Action item —
Scan the entries below. List each line with "achapm".
*** Records for this task Section Begins ***
PR #377, opened 2020-10-01
Fix flaky test

mitchellhenke:
This test sometimes fails because the arrays have the same elements in a different order

### DIFF
--- a/spec/models/user_spec.rb
+++ b/spec/models/user_spec.rb
@@ -33,7 +33,8 @@ describe User do
       user_sp = create(:service_provider, user: user)
       team_sp = create(:service_provider, team: team)
       create(:service_provider)
-      expect(user.scoped_service_providers).to eq([user_sp, team_sp])
+      sorted_sps = [user_sp, team_sp].sort_by { |x| x.friendly_name.downcase }
+      expect(user.scoped_service_providers).to eq(sorted_sps)
     end
     it "alphabetizes the list of user created and the user's team sps" do
       team = create(:team)
--- a/yarn.lock
+++ b/yarn.lock
@@ -900,17 +900,11 @@
   resolved "https://registry.yarnpkg.com/@sinonjs/text-encoding/-/text-encoding-0.7.1.tgz#8da5c6530915653f3a1f38fd5f101d8c3f8079c5"
   integrity sha512-+iTbntw2IZPb/anVDbypzfQa+ay64MW0Zo8aJ8gZPWMMK6/OubMVb6lUPMagqjOPnmtauXnFCACVl3O7ogjeqQ==
 
-"@types/events@*":
-  version "3.0.0"
-  resolved "https://registry.yarnpkg.com/@types/events/-/events-3.0.0.tgz#2862f3f58a9a7f7c3e78d79f130dd4d71c25c2a7"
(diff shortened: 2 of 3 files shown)


aduth (approved):
:+1:

I thought this might be a problem since the method [does expect a sort order](https://github.com/18F/identity-dashboard/blob/5460756ea8520ebbd63dac865f475b1298d531e9/app/models/user.rb#L21-L25), but I see there's a test case below which guarantees this.

I imagine the flakiness could be something in [how we generate service providers](https://github.com/18F/identity-dashboard/blob/5460756ea8520ebbd63dac865f475b1298d531e9/spec/factories/service_providers.rb#L3), e.g. `["test98","test99","test100"].sort == ["test100", "test98", "test99"]`.

spec/models/user_spec.rb
```diff
@@ -33,7 +33,8 @@
       user_sp = create(:service_provider, user: user)
       team_sp = create(:service_provider, team: team)
       create(:service_provider)
-      expect(user.scoped_service_providers).to eq([user_sp, team_sp])
+      sorted_sps = [user_sp, team_sp].sort_by { |x| x.friendly_name.downcase }
+      expect(user.scoped_service_providers).to eq(sorted_sps)
```
zachmargolis, line 37: We can use RSpec's `match_array` to simplify this (it does order-independent comparison)

```suggestion
      expect(user.scoped_service_providers).to match_array([user_sp, team_sp])
```

some examples: https://relishapp.com/rspec/rspec-expectations/docs/built-in-matchers

yarn.lock
```diff
@@ -900,17 +900,11 @@
...
-  resolved "https://registry.yarnpkg.com/@types/events/-/events-3.0.0.tgz#2862f3f58a9a7f7c3e78d79f130dd4d71c25c2a7"
-  integrity sha512-EaObqwIvayI5a8dCzhFrjKzVwKLxjoG9T6Ppd5CEo07LRKfQ8Yokw54r5+Wq7FaBQ+yXRvQAYPrHwya1/UFt9g==
-
 "@types/glob@^7.1.1":
-  version "7.1.1"
-  resolved "https://registry.yarnpkg.com/@types/glob/-/glob-7.1.1.tgz#aa59a1c6e3fbc421e07ccd31a944c30eba521575"
-  integrity sha512-1Bh06cbWJUHMC97acuD6UMG29nMt0Aqz1vF3guLfG+kHHJhy3AyohZFFxYk2f7Q1SQIrNwvncxAE0N/9s70F2w==
+  version "7.1.3"
+  resolved "https://registry.yarnpkg.com/@types/glob/-/glob-7.1.3.tgz#e6ba80f36b7daad2c685acd9266382e68985c183"
+  integrity sha512-SEYeGAIQIQX8NN6LDKprLjbrd5dARM5EXsd8GI/A5l0apYI1fGMWgPHSe4ZKL4eozlAyI+doUE9XbYS4xCkQ1w==
```
zachmargolis, line 906: Do we need all these yarn updates too?

zachmargolis (approved):
LGTM, one suggestion

yarn.lock
mitchellhenke: I was trying to sneak in the vulnerability fixes 😬

spec/models/user_spec.rb
mitchellhenke: That's what I had initially, but Andrew caught that `scoped_service_providers` is actually sorted by `friendly_name`, so I changed the test to match that behavior

zachmargolis: Oh ok! sounds good

PR #378, opened 2020-11-27
LG-3771 Upgrade to Rails 6

stevegsa:


config/environments/development.rb
```diff
@@ -57,7 +57,7 @@
   # Debug mode disables concatenation and preprocessing of assets.
   # This option may cause significant delays in view rendering with a large
   # number of complex assets.
-  config.assets.debug = true
+  config.assets.debug = false
```
mitchellhenke, line 60: I think this should still default to true? https://github.com/rails/rails/blob/3446efc8bca2cb310aabc4b2e801598252344e0e/guides/source/configuring.md#configuring-assets

mitchellhenke (commented):
Couple questions 🙂

app/models/service_provider.rb
```diff
@@ -107,7 +107,7 @@ def logo_file_mime_type
     return unless logo_file.attached?
     return if mime_type_valid?
     errors.add(:logo_file, "The file you uploaded (#{logo_file.filename}) is not a PNG or SVG")
-    logo_file.purge
+    logo_file = nil # rubocop:disable Lint/UselessAssignment
```
mitchellhenke, line 110: can we remove the line instead of doing the assignment? I'm not super familiar with how the logo files get stored, does it have something to do with that?

mitchellhenke (approved):
One question, otherwise 👍🏼

app/models/service_provider.rb
stevegsa: Yes: https://github.com/rails/rails/issues/37069#issuecomment-532462387

mitchellhenke: 👍🏼

PR #379, opened 2020-11-30
[LG-2898] Allow admins to enable prompt=login for SPs

orenyk:
Add boolean allow_prompt_login attribute to the service_providers table
that defaults to false, matching what the IdP has. Conditionally add
checkbox field for admins on the service provider form to allow editing
of that attribute, and also authorize editing of that attribute at the
controller level. Finally, add display for this attribute in the show
view.

Includes a feature spec for the happy path and unit tests for a new
helper method for the show view.

### DIFF
--- a/app/views/service_providers/_form.html.erb
+++ b/app/views/service_providers/_form.html.erb
@@ -73,6 +73,20 @@
     <%= form.input :production_issuer,
                    label: 'Production Issuer',
                    input_html: { class: 'usa-input' } %>
+
+    <%# allow_prompt_login checkbox %>
+    <fieldset class="usa-fieldset">
+      <legend class="usa-sr-only">Enable prompt=login</legend>
+      <%= form.label :allow_prompt_login,
+                      label: 'Enable <code>prompt=login</code>'.html_safe,
+                      class: 'usa-label' %>
+      <ul class="usa-input-list">
+        <li>
+          <%= form.check_box :allow_prompt_login, class: 'usa-checkbox__input' %>
+          <%= form.label :allow_prompt_login, 'Enabled', class: 'usa-checkbox__label' %>
+        </li>
+      </ul>
+    </fieldset>
   <% end %>
 
   <%# Temp hack to allow feature in dev but not int for testing %>
--- a/spec/features/service_providers_spec.rb
+++ b/spec/features/service_providers_spec.rb
@@ -101,6 +101,16 @@ feature 'Service Providers CRUD' do
       expect(service_provider.redirect_uris).to eq(['https://bar.com'])
     end
 
+    scenario 'cannot edit allow_prompt_login' do
+      user = create(:user, :with_teams)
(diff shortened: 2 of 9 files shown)


orenyk:
Note that the build is failing because the node version in Circle CI is v14 and it requires a max of v12.

aduth:
> Note that the build is failing because the node version in Circle CI is v14 and it requires a max of v12.

For context, this is how it was fixed in `identity-idp`: https://github.com/18F/identity-idp/pull/4353

We might want to update similarly in this repository, though not necessarily as part of this pull request.

app/views/service_providers/_form.html.erb
```diff
@@ -73,6 +73,20 @@
     <%= form.input :production_issuer,
                    label: 'Production Issuer',
                    input_html: { class: 'usa-input' } %>
+
+    <%# allow_prompt_login checkbox %>
```
achapm, line 77: Should we display a message "Prompt=login enabled" message for non-admin users after prompt=login has been enabled?

spec/features/service_providers_spec.rb
```diff
@@ -197,6 +197,18 @@
...
       expect(page).to have_content(I18n.t('notices.service_providers_refreshed'))
     end
+
+    scenario 'can enable prompt=login for a service provider' do
+      admin = create(:admin)
+      sp = create(:service_provider, :with_team)
+      login_as(admin)
+
+      visit edit_service_provider_path(sp)
+      check 'Enabled'
```
achapm, line 207: Suggestion...
Should we address potential conflicts with other checkbox's added to this page?

Should we try 
```
check 'allow_prompt_login'
```
And reference the ID of the field? If `Enabled` is the field ID, then maybe we should change it to avoid elements with the same id.

spec/features/service_providers_spec.rb
```diff
@@ -197,6 +197,18 @@
       click_on t('forms.buttons.trigger_idp_refresh')
       expect(page).to have_content(I18n.t('notices.service_providers_refreshed'))
     end
+
```
achapm, line 200: I suggest we add a feature test to insure the checkbox does not display for non admins

app/views/service_providers/_form.html.erb
orenyk: Good question. I followed the example set with other admin-only attributes and made the display on the show view admin-only as well. I'll add a separate branch for users and we'll only show it if it's turned on.

spec/features/service_providers_spec.rb
orenyk: Done!

spec/features/service_providers_spec.rb
orenyk: Yup makes sense, that was just the label so I updated the test.

achapm (approved):
LGTM

PR #381, opened 2020-12-11
Fix rack timeout

stevegsa:


config/application.yml.example
```diff
@@ -1,5 +1,6 @@
 # These settings are common across environments, but may be overridden
 # in any particular environment
+RACK_TIMEOUT_SERVICE_TIMEOUT: '15'
```
mitchellhenke, line 3: Should we add the same note we have in the IDP since this config is a bit of an odd case?
https://github.com/18F/identity-idp/blob/master/config/application.yml.default#L18-L21

mitchellhenke (approved):
Looks good to me 👍🏼

PR #383, opened 2020-12-22
[LG-3686] Validate that at least one user is added to a team

orenyk:
Resolves LG-3686

Adds a validation to the ManageUsersForm to check that at least one
email address is submitted. Also updates ManageUsersController#create to
pass in an empty array instead of nil when no emails are passed.


achapm (approved):
LGTM

PR #385, opened 2021-01-06
[LG-3733] Add error page for 413 Request Entity Too Large

orenyk:
Adding a custom error page that indicates that this error may be representative of an issue with their logo file size.


public/413_logo.html
```diff
@@ -0,0 +1,121 @@
...
+                </svg>
+              </div>
+            </div>
+          </div>
+          <div class="inner cover">
+            <h1>We're sorry, but your request was too large.</h1>
+            <p>
+            If you were trying to upload a logo for your app, please review our
+            <a href="https://developers.login.gov/design-guidelines/#agency-logo-guidelines" target="_blank">guidelines</a>
+            and make sure the image is no larger than 1MB. You can also go back
```
zachmargolis, line 112: Do we have any JS that can detect the file size before we submit the form to the server?

zachmargolis (approved):
LGTM

public/413_logo.html
orenyk: I think that's the next step - right now we're just trying to mitigate the extremely unhelpful 413 error page that nginx throws when you upload a logo that's too big. The other option is to enable multi-part uploads to mitigate the performance and DDOS risk of large request sizes, but we wanted to try and get something quick and low-risk done first.

jgrevich:
Nice! I'll make a follow up PR to add the needed changes for this on the devops side: https://gsa-tts.slack.com/archives/C16RSBG49/p1609965121018600?thread_ts=1609960015.011800&cid=C16RSBG49

jgrevich (approved):
👍 nitpick, ideally the style should match the IdP's error pages

jgrevich:
The style looks good to me now
Screen Shot 2021-01-06 at 7 41 11 PM

Perhaps it as an issue with me loading the html file from my desktop.

PR #386, opened 2021-01-08
[LG-3733] Add client-size validation of logo size

orenyk:
Warn partners if they select a file greater than 1MB in size. We could
also add all sorts of other client-side validations but keeping it
simple for now.

### DIFF
--- a/app/javascript/packs/validate-logo-size.js
+++ b/app/javascript/packs/validate-logo-size.js
@@ -1,0 +1,23 @@
+document.getElementById("service_provider_logo_file").addEventListener("change", (e) => {
+  // Clear the error div
+  var errorDiv = document.getElementById("logo-upload-error");
+  errorDiv.textContent = "";
+
+  // See https://stackoverflow.com/a/3717847
+  if (!window.FileReader) {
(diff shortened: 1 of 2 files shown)


app/javascript/packs/validate-logo-size.js
```diff
@@ -0,0 +1,23 @@
+document.getElementById("service_provider_logo_file").addEventListener("change", (e) => {
+  // Clear the error div
+  error_div = document.getElementById("logo-upload-error");
```
zachmargolis, line 3: Let's
1. declare the variable to scope it
2. use camelCase because it's JS
```suggestion
  var errorDiv = document.getElementById("logo-upload-error");
```

zachmargolis (approved):
LGTM

app/javascript/packs/validate-logo-size.js
orenyk: was it that obvious that my JS brain is still evolving? 😛

orenyk: Fixed!

PR #388, opened 2021-01-25
Adds default_aal to service_provider (LG-3825)

solipet:
Allow partners to set the default AAL level via the dashboard. This value is used if no AAL value is specified explicitly in the request.

Adds an select input to the SP form to choose a level, and shows it when viewing the SP.

### DIFF
--- a/app/models/service_provider.rb
+++ b/app/models/service_provider.rb
@@ -41,10 +41,8 @@ class ServiceProvider < ApplicationRecord
     case default_aal
     when 1, nil
       ''
-    when 2
-      'AAL2'
-    when 3
-      'AAL3'
+    when 2, 3
+      "AAL#{default_aal}"
     else
       default_aal.inspect
     end
--- a/app/models/service_provider.rb
+++ b/app/models/service_provider.rb
@@ -37,6 +37,19 @@ class ServiceProvider < ApplicationRecord
     end
   end
 
+  def aal_friendly
+    case default_aal
+    when 1, nil
+      ''
+    when 2
+      'AAL2'
+    when 3
+      'AAL3'
+    else
+      default_aal.inspect
+    end
+  end
+
   # rubocop:disable MethodLength
   def self.possible_attributes
     possible = %w[
--- a/app/serializers/service_provider_serializer.rb
+++ b/app/serializers/service_provider_serializer.rb
@@ -9,6 +9,7 @@ class ServiceProviderSerializer < ActiveModel::Serializer
     :cert,
     :friendly_name,
     :ial,
+    :default_aal,
     :issuer,
     :logo,
     :remote_logo_key,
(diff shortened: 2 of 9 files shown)


db/migrate/20210122185518_add_default_aal_to_service_providers.rb
```diff
@@ -0,0 +1,5 @@
+class AddDefaultAalToServiceProviders < ActiveRecord::Migration[6.0]
+  def change
+    add_column :service_providers, :default_aal, :integer
```
zachmargolis, line 3: do we need to add the same aal -> default_aal copy as we have in the IDP PR?

app/serializers/service_provider_serializer.rb
```diff
@@ -9,6 +9,7 @@ class ServiceProviderSerializer < ActiveModel::Serializer
     :cert,
     :friendly_name,
     :ial,
+    :default_aal,
```
zachmargolis, line 12: can we add specs for this class too? or the controller that serves this serializer?

zachmargolis (approved):
LGTM

app/models/service_provider.rb
```diff
@@ -37,6 +37,17 @@ def ial_friendly
...
   end
 
+  def aal_friendly
+    case default_aal
+    when 1, nil
+      ''
+    when 2, 3
+      "AAL#{default_aal}"
+    else
+      default_aal.inspect
```
mitchellhenke, line 47: I was wondering what case would lead to a `default_aal` that wasn't `nil, 1, 2, 3`, should we have a validation?

```ruby
validates :default_aal, numericality: { only_integer: true, allow_nil: true, less_than_or_equal_to: 3 }
```

mitchellhenke (approved):
One question, otherwise 👍🏼

db/migrate/20210122185518_add_default_aal_to_service_providers.rb
solipet: Nope - there isn't an existing `aal` field on the dashboard 🙂

app/serializers/service_provider_serializer.rb
solipet: Are you looking for more than this?
https://github.com/18F/identity-dashboard/pull/388/files#diff-b698ab666b7c150a9fb27a9931adbf4ca9e203ae16ac80a728fcf1d24dbff068R29-R30

db/migrate/20210122185518_add_default_aal_to_service_providers.rb
orenyk: Are we always expecting this to be needed, e.g. should we have a `null: false` and a default set?

orenyk (approved):
Small question, otherwise looks good!

db/migrate/20210122185518_add_default_aal_to_service_providers.rb
solipet: `null` is fine - currently, only two SPs have anything set at all in the existing `aal` field.

app/models/service_provider.rb
solipet: I don't feel strongly, but if we wanted to add the validation, it would go in the `identity-validations` gem.

app/serializers/service_provider_serializer.rb
zachmargolis: Nope! I must have missed that, thanks!

PR #389, opened 2021-01-26
Improve first-run documentation guidance

aduth:
**Why**: As a developer contributing to identity-dashboard, I want to know what to do when I log in for the first time and encounter a "No account exists" warning page, so that I'm not left confused and forced to resort to scouring through source code to figure out how to use the application.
*** Records for this task Section Ends ***
Solution for this problem —
achapm, line 77: Should we display a message "Prompt=login enabled" message for non-admin users after prompt=login has been enabled?
achapm, line 207: Suggestion...
achapm, line 200: I suggest we add a feature test to insure the checkbox does not display for non admins
achapm (approved):
achapm (approved):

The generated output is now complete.